The 2016 presidential election could be considered rigged by some, but not in the way Trump has claimed. At multiple points in the Republican nominee’s campaign, the candidate has called foul play, asserting that many factors are conspiring against him. Based off different claims throughout Trump’s campaign, these include, but are not limited to: Secretary Clinton’s campaign, the media, specifically calling Alec Baldwin’s SNL portrayal of him a “hit job,” the multitude of women accusing him of sexual assault and voter fraud. However, there is no empirical support for significant voter fraud in the U.S. In a study by the Washington Post, from 2000 to 2014 only 31 cases of credible voter fraud were found from the approximately 1 billion ballots during that time frame.
Trump even suggested that Secretary Clinton may be taking performance-enhancing drugs to gain an unfair advantage.
“I think we should take a drug test prior to the debate,” Trump said at the October 19th debate. “Because I don’t know what’s going on with her. But at the beginning of her last debate, she was all pumped up at the beginning, and at the end … She could barely reach her car.”
While Trump’s list is long, he has yet to mention any of the many state-imposed voter restrictions that have historically skewed, or “rigged,” election results. In July, an appellate court struck down what would have been “one of the largest restrictions of the franchise in modern North Carolina history,” according to the court. The laws called for new photo identification requirements, stopped voting for people out-of-precinct and ended voter registration on Election Day, as well as early voting, moves that the court referred to as “[targeting] African-Americans with almost surgical precision.” As these voting methods are often utilized by black voters, the laws were deemed disproportionately discriminatory.
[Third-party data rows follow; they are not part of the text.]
Issue #824, opened 2019-06-04
Support for Swift Package Manager


WarSunsOfPeace:
With iOS support add for Swift Package Manager in Xcode 11 can we get that added to this project.

rosskimes:
Any plans for this now that Xcode 11 (with SwiftPM support) is officially out?

sourabhguptavc:
Any update on this issue?

bdrelling:
Any updates?

bsneed:
I left some commentary on your PR linked above.  This will likely not make it in until the 4.0 beta arrives toward March, but I'll try to make sure it's included there.

bdrelling:
@bsneed Wondering if there's any more updates on this.

Also, I am not the author of any PRs opened in this repository. I believe you left a comment for another author that seems to have gone MIA, unfortunately.

bsneed:
@bdrelling it is on our roadmap, yes.  While I don't have an exact date just yet for it's inclusion other than soon, it will definitely make it in along with swift language improvements.

andreyz:
+1 on SwiftPM support. What's stopping you?

ninjaproger:
+1

bsneed:
To expedite this inclusion, a PR that has working test suite, and verifies that Cocoapods and Carthage continue to work will be more helpful than +1's.  I've asked these questions a number of times but no one seems to answer.  I thank you all for your interest, but in terms of priorities, this is low beyond my own personal wish that it get done.

andreyz:
> To expedite this inclusion, a PR that has working test suite, and verifies that Cocoapods and Carthage continue to work will be more helpful than +1's. I've asked these questions a number of times but no one seems to answer. I thank you all for your interest, but in terms of priorities, this is low beyond my own personal wish that it get done.

Well, I don't get paid to support a paid SaaS SDK, but someone developing this library does. I did gave a conversion a quick stab, but this was much more involved than 1h I was willing to invest in already paid product (Segment).

bsneed:
@andreyz thanks for your attempt.  if you can't make the changes and this is critical to you, please  contact Segment support and escalate through there.  That's part of what drives our priorities.  As I mentioned, this is on our roadmap because *we*, the libraries team here at Segment, want it.  My apologies that the timing of when we'll be able to do it, and your desire for it don't line up.

dmiluski:
[...]

PR #845, opened 2019-09-25
Added support for Swift Package Manager

mark-shape:
Just took a second look and reduced the code change a bit for my previous pull request. The conclusion I came to, was that when Swift imports the headers, all the `#import` needs to point to location on disk, as the "Xcode magic" isn't used by SwiftPM. This will require going forward, that the imports are written with the relative path. The `headerSearchPath` in `Package.swift` does allow implementation files to continue just using the header filename in imports.

**What does this PR do?**

Adds support for Swift Package Manager

By adding the branch as a dependency to a test app in Xcode 11

There should be no functional changes, so just the basic "see if it works" testing after the library has been added to the Xcode project

We are in the progress of swapping out Carthage with Swift Package Manager and was only missing this library 🙂 

We have not opened any tickets, but is related to #824 

No UI changes

**Questions:**

Maybe just to indicate that the library can be installed with SwiftPM

I don't see there should be any as there are no functional changes to the code.

### DIFF
--- a/.swiftpm/xcode/package.xcworkspace/contents.xcworkspacedata
+++ b/.swiftpm/xcode/package.xcworkspace/contents.xcworkspacedata
@@ -1,0 +1,7 @@
+<?xml version="1.0" encoding="UTF-8"?>
+<Workspace
+   version = "1.0">
+   <FileRef
+      location = "self:">
+   </FileRef>
+</Workspace>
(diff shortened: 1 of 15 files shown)


bdrelling:
@bsneed just pinging a contributor--any thoughts around this or #824? Thanks!

bsneed:
I'll see if I can get a thorough review scheduled shortly.  I see some header locations have changed, did you verify that it still builds as a cocoa pod?

Issue #852, opened 2019-11-13
iOS Segment.io SDK does not allow `null` in Event's properties


abodnyaUA:
We use the SDK to send analytics on Segment.io by calling
```[SEGAnalytics - (void)track:(NSString *)event properties:(SERIALIZABLE_DICT _Nullable)properties]``` method. This method uses `SEGCoerceJSONObject` method to serialize properties in JSON and during the serialization, it drops all the NSNull values.
Because of this we cannot send as a `properties` a dictionary with the value for key equals null, for example `{ "name": null }`

Android's implementation of Segment.io SDK **ALLOWS** sending null values.

In the comment of SEGCoerceJSONObject method it says that dropping NSNull is a HOTFIX
```// Hotfix for issue where SEGFileStorage uses plist which does NOT support NSNull```
This "HOTFIX" was added more than 2 years ago in the pr https://github.com/segmentio/analytics-ios/pull/707

Could you please provide normal fix for the issue and stop dropping NSNull values?
The iOS SDK is inconsistent with Android one and behave differently.

Thanks!

abodnyaUA:
cc @tonyxiao @ladanazita @f2prateek @TeresaNesteby @myclamm

bsneed:
Switched the underlying storage from plist to json.  Null's are now coming across correctly.  PR to be attached shortly.

abodnyaUA:
@bsneed, wait for the pull-request. Thanks!

bsneed:
Fixed, but leaving this open until we roll out another release soon.

bsneed:
Released in 3.8.0-beta.1

PR #854, opened 2019-11-26
Swapped JSON in for the storage format instead of plists.

bsneed:
**What does this PR do?**

- Changes the storage format for SEGFileStorage to use JSON instead of plists.
- Perform conversion on existing plist format files as encountered.

LIB-1494 and #852

**Questions:**
NO
NO
NO

### DIFF
--- a/Analytics/Classes/Internal/SEGFileStorage.m
+++ b/Analytics/Classes/Internal/SEGFileStorage.m
@@ -107,12 +107,18 @@
 
 - (NSString *)stringForKey:(NSString *)key
 {
-    return [self jsonForKey:key];
+    // unlike plists, we can't have stray values, they need to be
+    // in a dictionary or array container.
+    NSDictionary *data = [self jsonForKey:key];
+    return data[key];
 }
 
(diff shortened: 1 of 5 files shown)


Analytics/Classes/Internal/SEGFileStorage.m
```diff
@@ -129,20 +135,80 @@ - (NSURL *)urlForKey:(NSString *)key
...
+- (id _Nullable)jsonForKey:(NSString *)key
 {
+    id result = nil;
+    
     NSData *data = [self dataForKey:key];
-    return data ? [self plistFromData:data] : nil;
+    if (data) {
+        BOOL needsConversion = NO;
+        result = [self jsonFromData:data needsConversion:&needsConversion];
+        if (needsConversion) {
```
danieljackins: isn't needsConversion always going to be false here?

bsneed: No, the jsonFromData:needsConversion: method will set it's value if necessary.

PR #859, opened 2020-01-24
LIB-1556: Source Middleware refactor for Edge Functions

bsneed:
**What does this PR do?**

- Refactors source middleware.
- Fixes compiler warnings.
- Adds new test suite for source middleware not based on quick/nimble.
- Fixes bugs encountered along the way.
- Moves iOS compatibility to 12.x+ 

SDD here: https://paper.dropbox.com/doc/SDD-Edge-Functions-Phase-2--AsXj~NjVk5xmJFg1JRDdmjzsAg-DbpY8qNkdg2ybhX9UcpCg


Analytics/Classes/Middlewares/SEGContext.m
```diff
@@ -68,10 +68,10 @@ - (id)copyWithZone:(NSZone *)zone
 {
     SEGContext *ctx = [[SEGContext allocWithZone:zone] initWithAnalytics:self._analytics];
     ctx.eventType = self.eventType;
-    ctx.userId = self.userId;
-    ctx.anonymousId = self.anonymousId;
-    ctx.payload = self.payload;
-    ctx.error = self.error;
+    ctx.userId = [self.userId copy];
+    ctx.anonymousId = [self.anonymousId copy];
+    ctx.payload = self.payload; // FIX: this needs to be copied!!
```
fathyb: What happens if we don't copy it?

Analytics/Classes/Integrations/SEGIdentifyPayload.h
```diff
@@ -3,7 +3,7 @@
 
 NS_ASSUME_NONNULL_BEGIN
 
-
+NS_SWIFT_NAME(IdentifyPayload)
```
fathyb: Is this a breaking change?

Analytics/Classes/Middlewares/SEGContext.m
bsneed: Nothing, *yet*.  For destination middleware this would be problematic the same payload dictionary would be getting modified all over.

Analytics/Classes/Integrations/SEGIdentifyPayload.h
bsneed: Yes.

PR #31, opened 2019-02-12
Make publishable

grebe:
Restructure so testchipip can be used as a published artifact.


bootrom
```diff
@@ -0,0 +1 @@
+src/main/resources/testchipip/bootrom/
```
zhemao: Is this a symlink now? Is it still necessary to have this?

grebe: They aren't necessary for my project-template PR, but I don't know how everyone else uses testchipip. I thought it best to make the least intrusive change.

Thanks to the appellate court, early voting in North Carolina was able to start on Oct. 20. However, many counties in North Carolina significantly cut back access to early voting by decreasing the times and locations available.
Gillian Franks ’19, a North Carolina native, felt that the cutbacks were disproportionate and unfair.
“North Carolina is making a huge mistake by cutting down on early voting and eliminating straight ticket voting,” Franks said. “[The state] is effectively changing the outcome of its elections by targeting the population that primarily uses early voting hours, namely African-Americans and the middle class. It is undemocratic and unfair to those that rely on these voting hours.”
17 counties in North Carolina implemented fewer total early-voting hours than in the 2012 election. In Guilford County, early-voting locations were reduced from 16 in 2012 to one for this election, reducing early-voter turnout by 85 percent as presented by the United States Election Project. According to the American Civil Liberties Union, similar voter restrictions are impacting residents in 15 other states.
For Thea Crowley ’20, an Ohio native, absentee ballot restrictions are especially worrisome.
“Many of my friends who went out of state for college are experiencing stringent cutbacks on their ability to vote absentee.” Crowley said. “Some are unable to vote in their home state at all and have to vote in the state where they attend school.”
Crowley’s fears may resonate particularly strongly for out-of-state students from Michigan. Earlier this year, Michigan implemented restrictions on absentee voting that required first year voters, many of whom may be out-of-state for college, to vote in-person.
Though deadlines for voter registration have already passed in many states, Leah Francis ’19 suggested tips for students who are looking to stay informed for the future.
“In California, my home state, it wasn’t too difficult to vote absentee,” Francis said. “However, I know that many of my friends from other states were able to register in Oregon through the Student Activities Office. They had a table outside The Bon a few weeks ago and you just had to fill out a form and provide a valid driver’s license.”